For Iranian Jews, the pain is layered. Those who remain in Iran live carefully, aware of their vulnerability as a small minority. Those of us who live abroad often wake up wondering whether we will hear from family or friends. Distance does not protect us from worry. Sometimes, it sharpens it. I feel this deeply, alongside almost every Persian Jew I encounter in Israel, in daily life and conversation.

In Israel, the tension is immediate. Conversations are not theoretical; they centre on safety, family, resilience, and fear. Life continues, but with an edge, one that Canadian Jews often experience only through headlines and community briefings. Being here removes that distance.

At the same time, my heart remains with Iran. Watching what the Iranian people are enduring, the repression, the censorship, the punishment for dissent, is deeply painful. Iran is not a regime to me; it is culture, language, memory, and a people whose dignity has been systematically denied. That pain is often flattened in public discourse, but for those of us who come from Iran, it is personal and ongoing.

I have had quiet, emotional conversations with both Persian Jews and non-Jewish Persians. There is a shared language, shared memory, and shared grief. Many of these conversations are filled not with anger, but with empathy, a mutual understanding that the Iranian people are not their regime, and that suffering crosses all boundaries. These moments of connection remind me how deeply intertwined our histories truly are.

Living in Canada gave me freedom and security. Being in Jerusalem reminds me of Jewish resilience. Standing between these worlds, I feel compelled to speak, not as an expert, but as a daughter, a mother, and a member of this community.

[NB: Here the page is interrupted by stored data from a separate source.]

PR #1071, opened 2020-01-22
New blood pressure summary view - Part 1

msasikanth:
https://www.pivotaltracker.com/story/show/170816330

- `NewBloodPressureSummaryViewUpdate `
- `NewBloodPressureSummaryEffectHandler`

### DIFF
--- a/app/src/main/java/org/simple/clinic/summary/bloodpressures/newbpsummary/NewBloodPressureSummaryViewConfig.kt
+++ b/app/src/main/java/org/simple/clinic/summary/bloodpressures/newbpsummary/NewBloodPressureSummaryViewConfig.kt
@@ -1,0 +1,3 @@
+package org.simple.clinic.summary.bloodpressures.newbpsummary
+
+data class NewBloodPressureSummaryViewConfig(val numberOfBpsToDisplay: Int)
--- a/app/src/main/java/org/simple/clinic/summary/bloodpressures/newbpsummary/NewBloodPressureSummaryViewEffect.kt
+++ b/app/src/main/java/org/simple/clinic/summary/bloodpressures/newbpsummary/NewBloodPressureSummaryViewEffect.kt
@@ -1,0 +1,9 @@
+package org.simple.clinic.summary.bloodpressures.newbpsummary
+
+import java.util.UUID
+
+sealed class NewBloodPressureSummaryViewEffect
+
+data class LoadBloodPressures(val patientUuid: UUID, val numberOfBpsToDisplay: Int) : NewBloodPressureSummaryViewEffect()
+
+data class LoadBloodPressuresCount(val patientUuid: UUID) : NewBloodPressureSummaryViewEffect()
--- a/app/src/main/java/org/simple/clinic/summary/bloodpressures/newbpsummary/NewBloodPressureSummaryViewEffect.kt
+++ b/app/src/main/java/org/simple/clinic/summary/bloodpressures/newbpsummary/NewBloodPressureSummaryViewEffect.kt
@@ -7,3 +7,5 @@ sealed class NewBloodPressureSummaryViewEffect
 data class LoadBloodPressures(val patientUuid: UUID, val numberOfBpsToDisplay: Int) : NewBloodPressureSummaryViewEffect()
 
 data class LoadBloodPressuresCount(val patientUuid: UUID) : NewBloodPressureSummaryViewEffect()
+
+data class OpenBloodPressureEntrySheet(val patientUuid: UUID) : NewBloodPressureSummaryViewEffect()
--- a/app/src/main/java/org/simple/clinic/summary/bloodpressures/newbpsummary/NewBloodPressureSummaryViewEffect.kt
+++ b/app/src/main/java/org/simple/clinic/summary/bloodpressures/newbpsummary/NewBloodPressureSummaryViewEffect.kt
@@ -12,3 +12,5 @@ data class LoadBloodPressuresCount(val patientUuid: UUID) : NewBloodPressureSumm
 data class OpenBloodPressureEntrySheet(val patientUuid: UUID) : NewBloodPressureSummaryViewEffect()
 
 data class OpenBloodPressureUpdateSheet(val measurement: BloodPressureMeasurement) : NewBloodPressureSummaryViewEffect()
+
+data class ShowBloodPressureHistoryScreen(val patientUuid: UUID) : NewBloodPressureSummaryViewEffect()
--- a/app/src/main/java/org/simple/clinic/summary/bloodpressures/newbpsummary/NewBloodPressureSummaryViewEffect.kt
+++ b/app/src/main/java/org/simple/clinic/summary/bloodpressures/newbpsummary/NewBloodPressureSummaryViewEffect.kt
@@ -1,5 +1,6 @@
 package org.simple.clinic.summary.bloodpressures.newbpsummary
 
+import org.simple.clinic.bp.BloodPressureMeasurement
 import java.util.UUID
 
 sealed class NewBloodPressureSummaryViewEffect
@@ -9,3 +10,5 @@ data class LoadBloodPressures(val patientUuid: UUID, val numberOfBpsToDisplay: I
 data class LoadBloodPressuresCount(val patientUuid: UUID) : NewBloodPressureSummaryViewEffect()
 
 data class OpenBloodPressureEntrySheet(val patientUuid: UUID) : NewBloodPressureSummaryViewEffect()
+
+data class OpenBloodPressureUpdateSheet(val measurement: BloodPressureMeasurement) : NewBloodPressureSummaryViewEffect()
--- a/app/src/main/java/org/simple/clinic/summary/bloodpressures/newbpsummary/NewBloodPressureSummaryViewEffectHandler.kt
+++ b/app/src/main/java/org/simple/clinic/summary/bloodpressures/newbpsummary/NewBloodPressureSummaryViewEffectHandler.kt
@@ -16,6 +16,7 @@ class NewBloodPressureSummaryViewEffectHandler @Inject constructor(
     return RxMobius
         .subtypeEffectHandler<NewBloodPressureSummaryViewEffect, NewBloodPressureSummaryViewEvent>()
         .addTransformer(LoadBloodPressures::class.java, loadBloodPressureHistory(schedulersProvider.io()))
+        .addTransformer(LoadBloodPressuresCount::class.java, loadBloodPressuresCount(schedulersProvider.io()))
         .build()
   }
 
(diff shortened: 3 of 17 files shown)


app/src/test/java/org/simple/clinic/summary/bloodpressures/newbpsummary/NewBloodPressureSummaryViewInitTest.kt
```diff
@@ -0,0 +1,25 @@
...
+import com.spotify.mobius.test.InitSpec.assertThatFirst
+import org.junit.Test
+import java.util.UUID
+
+class NewBloodPressureSummaryViewInitTest {
+  @Test
+  fun `when widget is created, then load blood pressures for patient`() {
+    val patientUuid = UUID.fromString("33d7f6d7-39f9-46a2-a104-457e5f77dc20")
+    val defaultModel = NewBloodPressureSummaryViewModel.create(patientUuid)
+    val initSpec = InitSpec<NewBloodPressureSummaryViewModel, NewBloodPressureSummaryViewEffect>(NewBloodPressureSummaryViewInit())
```
vinaysshenoy: Can you add a line break here so that there's a clear separation between the variable declarations and the actual test setup please?

app/src/main/java/org/simple/clinic/summary/bloodpressures/newbpsummary/NewBloodPressureSummaryViewEffect.kt
```diff
@@ -10,3 +10,5 @@ data class LoadBloodPressures(val patientUuid: UUID) : NewBloodPressureSummaryVi
 data class OpenBloodPressureEntrySheet(val patientUuid: UUID) : NewBloodPressureSummaryViewEffect()
```
vinaysshenoy: Minor grammar correction in the commit message:

- "See all" button is **only shown** if there are more than 3 blood pressures

app/src/test/java/org/simple/clinic/summary/bloodpressures/newbpsummary/NewBloodPressureSummaryViewUpdateTest.kt
```diff
@@ -59,4 +59,33 @@ class NewBloodPressureSummaryViewUpdateTest {
             hasEffects(OpenBloodPressureUpdateSheet(bloodPressureMeasurement) as NewBloodPressureSummaryViewEffect)
         ))
   }
+
+  @Test
+  fun `when see all is clicked, then show blood pressure history screen`() {
+    val bloodPressure1 = PatientMocker.bp(
```
vinaysshenoy: This test is deeply coupled to the implementation detail that the number of BPs that will be shown in the list will be 3. In addition, this number is defined as a magic number in the effect handler and is not configurable in any fashion.

This also merges both the fetching of number of BPs and showing the "See All" button to the same flow, which will become hard to maintain and understand going forward.

What I recommend we should do is this:

- Create a `NewBloodPressureSummaryViewConfig` class which will have a single property, say, `numberOfBpsToDisplay`.
- Provide instances of this config object to the `Init`,`Update`, and `ViewRenderer` classes when setting up the test fixtures and mobius delegate.
- Pass in the number of BPs to load as a property of the load BPs effect and use this in the effect handler to fetch the number of BPs.
- Separate out the flow to hide/show the "See All" button by having a separate effect to load the total count of BPs for a given patient. This can then become a new event that is passed to the `Update` class which can then update the model with the total count of BPs.
- This can then be used in the UI renderer to compare with the total number of BPs to display to decide to hide/show the "See All" button.

I understand that we are making two different SQL queries for essentially the same data, but in terms of real world performance impact, this will be less than a couple of hundred ms on most devices. What we gain instead is:

- Clear, separate, flows for both displaying the BPs and toggling the "See All" button
- Discrete tests for both of these flows so that they can be tested independently of each other
- Better separation of both the flows since they are easier to remove/change since they do not affect each other

app/src/main/java/org/simple/clinic/summary/bloodpressures/newbpsummary/NewBloodPressureSummaryViewEffectHandler.kt
```diff
@@ -0,0 +1,35 @@
...
+  }
+
+  private fun loadBloodPressureHistory(
+      scheduler: Scheduler
+  ): ObservableTransformer<LoadBloodPressures, NewBloodPressureSummaryViewEvent> {
+    return ObservableTransformer { effect ->
+      effect
+          .switchMap {
+            bloodPressureRepository
+                .newestMeasurementsForPatient(it.patientUuid, 4)
```
vinaysshenoy: This comes back to the earlier comment I left about separating the flows for toggling the "See All" button and loading the list of BPs to display.

One problem with using magic values in codebases is that they lose meaning over time. Second is, they make testing hard since they are hardcoded and difficult to change for tests. This is an "easy" solution, but it eventually leads to making the codebase hard to maintain and understand.

I am making an educated guess here that you will display the first three BPs in this list in the UI renderer, and then check if the count is 4 or more to decide whether to toggle the "See All" button. The problem here is that the intention of displaying BPs and toggling the "See All" button are both lost to anyone who is trying to maintain the software going forward. Instead, we should attempt to make the code as explicit as possible, and make separate flows for displaying the list of BPs and toggling the "See All" button.

app/src/test/java/org/simple/clinic/summary/bloodpressures/newbpsummary/NewBloodPressureSummaryViewEffectHandlerTest.kt
```diff
@@ -0,0 +1,46 @@
...
+  ).build()
+  private val testCase = EffectHandlerTestCase(effectHandler)
+
+  @After
+  fun tearDown() {
+    testCase.dispose()
+  }
+
+  @Test
+  fun `when load blood pressures is received, then load blood pressures`() {
```
vinaysshenoy: Are we missing an "effect" here in the test method name?

app/src/test/java/org/simple/clinic/summary/bloodpressures/newbpsummary/NewBloodPressureSummaryViewUpdateTest.kt
msasikanth: I have couple of questions of about this can we discuss this in person?

app/src/main/java/org/simple/clinic/summary/bloodpressures/newbpsummary/NewBloodPressureSummaryViewEffectHandler.kt
msasikanth: I was planning on moving to a config class in later commits, but you're right I think having a config class from start will be much more meaningful. I will separate the "see all" button and loading the list of BPs effects.

app/src/test/java/org/simple/clinic/summary/bloodpressures/newbpsummary/NewBloodPressureSummaryViewUpdateTest.kt
msasikanth: In this PR `ViewRenderer` is not implemented, It will be implemented in the later PR

app/src/main/java/org/simple/clinic/summary/bloodpressures/newbpsummary/NewBloodPressureSummaryViewConfig.kt
```diff
@@ -0,0 +1,5 @@
+package org.simple.clinic.summary.bloodpressures.newbpsummary
+
+data class NewBloodPressureSummaryViewConfig(
+    val numberOfBpsToDisplay: Int = 3
```
vinaysshenoy: We try to avoid using default parameters because it hides details. Our convention, especially for configuration objects, is to set the default values when instantiating the instance in the Dagger graph. See `PatientSummaryConfig` for an example.

This is fine for now, and we can make this change in the future PR when adding the view to the screen.

app/src/test/java/org/simple/clinic/summary/bloodpressures/newbpsummary/NewBloodPressureSummaryViewEffectHandlerTest.kt
```diff
@@ -0,0 +1,47 @@
...
+  @Test
+  fun `when load blood pressures effect is received, then load blood pressures`() {
+    // given
+    val patientUuid = UUID.fromString("6b00207f-a613-4adc-9a72-dff68481a3ff")
+    val bloodPressure = PatientMocker.bp(
+        UUID.fromString("51ac042d-2f70-495c-a3e3-2599d8990da2"),
+        patientUuid
+    )
+    val bloodPressures = listOf(bloodPressure)
+    whenever(bloodPressureRepository.newestMeasurementsForPatient(patientUuid = patientUuid, limit = config.numberOfBpsToDisplay)) doReturn Observable.just(bloodPressures)
```
vinaysshenoy: The effect handler itself doesn't need the config since the number of BPs comes from the effect. To the effect handler, this config is irrelevant. In this particular test we should only care about the number of BPs to show from the effect, not where that value comes from.

Not necessary to fix this in this PR, we can change this in the next.

app/src/main/java/org/simple/clinic/summary/bloodpressures/newbpsummary/NewBloodPressureSummaryViewModel.kt
```diff
@@ -5,12 +5,16 @@ import java.util.UUID
 
 data class NewBloodPressureSummaryViewModel(
     val patientUuid: UUID,
-    val bloodPressures: List<BloodPressureMeasurement>?
+    val bloodPressures: List<BloodPressureMeasurement>?,
+    val bloodPressuresCount: Int
```
vinaysshenoy: This should be a nullable property, since it is not clear from a value of `0` if we have loaded the BPs and found there to be none, or if we have never loaded them at all.

vinaysshenoy: It is not clear from the names of these two properties that they are actually different. Someone might look at this model in the future and wonder why we are tracking the count of BPs separately when we already have the list of BPs available.

I think we can name these properties better in order to expose these details. What do you think of:
- `bloodPressures` -> `latestBloodPressuresToDisplay`
- `bloodPressuresCount` -> `totalRecordedBloodPressureCount`

app/src/test/java/org/simple/clinic/summary/bloodpressures/newbpsummary/NewBloodPressureSummaryViewEffectHandlerTest.kt
msasikanth: I have fixed it in this PR. Instead of using config to get the `numberOfBpsToDisplay`, I have created a variable `numberOfBpsToDisplay ` in the test.

app/src/main/java/org/simple/clinic/summary/bloodpressures/newbpsummary/NewBloodPressureSummaryViewConfig.kt
msasikanth: Fixed it

PR #1076, opened 2020-01-23
Preserve validation errors in Patient entry screen

janhavisinghh:
Preserve validation errors in Patient entry screen when the screen is restored from background.

https://www.pivotaltracker.com/story/show/169030605

//Description
This has been the case for both old and new architectures. We can fix this by modeling the validation errors as part of the model and rendering it via the view renderer, rather than modelling it as a side effect.


sanchita:
@rakshakhegde Can we close this PR?
You can create a new PR I guess once you start working on this?

sanchita:
Since this requires considerable re-work, we can open a separate PR when we get to fixing this.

I am often asked what Canadian Jews can do right now to support the Iranian people. My answer is simple:

First, listen. Ask questions. Learn our history and understand the emotional weight many Iranians are carrying. Even small gestures of curiosity and care matter. As an Iranian Jew, these moments matter deeply to me. They reaffirm that Canadian Jewish spaces can be places where complexity is held with care. Many in our community are carrying multiple truths at once: deep concern for Israel’s security, anger at extremism and terror, and compassion for civilians, Israeli and Iranian alike. For Iranian Jews, this balancing act is lived.

Second, advocate for human dignity and human rights without losing sight of the people behind the headlines. Words matter, especially when fear and anger run high. Support the Iranians you know, even those who may not voice their anxiety. It is often there, even if unspoken. A check-in or an invitation to talk can mean more than you realize.

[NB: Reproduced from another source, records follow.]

PR #1077, opened 2020-01-23
Fix Patient SQL query to include house address and zone

rakshakhegde:
https://www.pivotaltracker.com/story/show/170696612

### DIFF
--- a/app/src/androidTest/java/org/simple/clinic/patient/PatientRepositoryAndroidTest.kt
+++ b/app/src/androidTest/java/org/simple/clinic/patient/PatientRepositoryAndroidTest.kt
@@ -2784,4 +2784,30 @@ class PatientRepositoryAndroidTest {
     assertThat(patientRepository.hasMedicalHistoryForPatientChangedSince(medicalHistoryForSomeOtherPatient.patientUuid, oneSecondEarlier)).isFalse()
   }
 
+  @Test
+  fun when_patient_address_details_are_saved_then_all_patient_address_fields_should_be_retrieved_as_expected() {
+    val patientUuid = UUID.fromString("a0ac466f-5a8d-436b-8845-4412e7f86cdd")
+    val patientAddressUuid = UUID.fromString("a0ac466f-5a8d-436b-8845-4412e7f86cdd")
+    val streetAddress = "Streetz"
+    val zone = "Zonez"
+
+    val patientProfile = testData.patientProfile(
+        patientUuid = patientUuid,
+        patientAddressUuid = patientAddressUuid,
+        syncStatus = PENDING
+    ).run {
+      copy(address = testData.patientAddress(
+          uuid = patientAddressUuid,
+          streetAddress = streetAddress,
+          zone = zone
+      ))
+    }
+    patientRepository.save(listOf(patientProfile)).blockingAwait()
+
+    val patients = patientRepository.recordsWithSyncStatus(PENDING).blockingGet()
+    assertThat(patients.size).isEqualTo(1)
+
+    assertThat(patients.first().address.streetAddress).isEqualTo(streetAddress)
+    assertThat(patients.first().address.zone).isEqualTo(zone)
+  }
 }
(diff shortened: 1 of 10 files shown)


app/src/main/java/org/simple/clinic/patient/Patient.kt
```diff
@@ -288,6 +288,7 @@ data class Patient(
           PA.uuid addr_uuid, PA.colonyOrVillage addr_colonyOrVillage, PA.district addr_district,
           PA.state addr_state, PA.country addr_country,
           PA.createdAt addr_createdAt,PA.updatedAt addr_updatedAt, PA.deletedAt addr_deletedAt,
```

From where I stand — rooted in Canada, present in Israel, and forever connected to Iran — I am reminded of the wisdom of our tradition. Pirke Avot teaches “who is honoured? One who honours others.” The prophets remind us “learn to do good; seek justice, rescue the oppressed, defend the orphan, plead for the widow.”

These teachings echo words written centuries ago by the great Iranian poet Saadi, whose verse is inscribed at the entrance of the United Nations:

Human beings are members of a whole,
In creation of one essence and soul.
If one member is afflicted with pain,
Other members uneasy will remain.
If you have no sympathy for human pain,
The name of human you cannot retain.

Our strength as a Canadian Jewish community is measured not only by the positions we take, but by how we honour one another in the process, by choosing empathy over indifference, moral courage over simplicity, and mutual responsibility over isolation.

In holding these truths together, we enact what the Torah calls us to do, to love our neighbour as ourselves. And it is exactly how we survive and thrive, together, across borders, across generations, and across the complexities of history.

-- Tina Ahava Azarin is an Iranian Jewish Ottawan sharing perspectives about the unrest in Iran.